Problem description. Return the records in full, with every character preserved.

Data provided.

PR #54, opened 2024-07-30
Open id connect

antarcticrainforest:
- These changes untie the relation of the auth mechanism to keycloak
  rather than using exclusively keycloak to API should be able to work
  with any kind of open connect id provider.
- The client uses authlib for authentication.

### DIFF
--- a/docs/source/auth/index.rst
+++ b/docs/source/auth/index.rst
@@ -77,11 +77,10 @@ included in the authorization header for secured endpoints.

Response to the exercise.
PR #54, opened 2024-07-30
Open id connect

antarcticrainforest:
- These changes untie the relation of the auth mechanism to keycloak
  rather than using exclusively keycloak to API should be able to work
  with any kind of open connect id provider.
- The client uses authlib for authentication.

### DIFF
--- a/docs/source/auth/index.rst
+++ b/docs/source/auth/index.rst
@@ -77,11 +77,10 @@ included in the authorization header for secured endpoints.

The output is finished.